**DATA TO EXAMINE**
PR #374, opened 2025-02-19
Fix naming of npe1 converted contribution commands and add tests

DragaDoncila:
Prior to this PR, declaring multiple implementations of the same hookspec in an npe1 plugin would lead to a converted manifest with multiple commands of the same ID e.g. `plugin_name.get_reader` multiple times, or `plugin_name.write_labels` multiple times.

Even though this is technically "valid" per the schema, it should not be, because this leads to errors in trying to register the commands in napari. App-model (correctly, imo), does not allow you to register multiple commands with the same ID.

We should update the schema validator to disallow multiple declarations of the same command ID, but in the meantime, this PR disambiguates converted commands for the same hook spec by using the function name instead of the spec name.

### DIFF
--- a/src/npe2/_inspection/_from_npe1.py
+++ b/src/npe2/_inspection/_from_npe1.py
@@ -404,11 +404,11 @@ class HookImplParser:
         )
 
     def add_command(self, impl: HookImplementation, py_name: str = "") -> str:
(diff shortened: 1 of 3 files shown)


jni (approved):
wow, nice find 😵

**DIRECTIONS FOR THIS TASK**
Only a number is expected here: the count of lines in the listing that hold the string "same".

**RESULT FOR THIS TASK**
3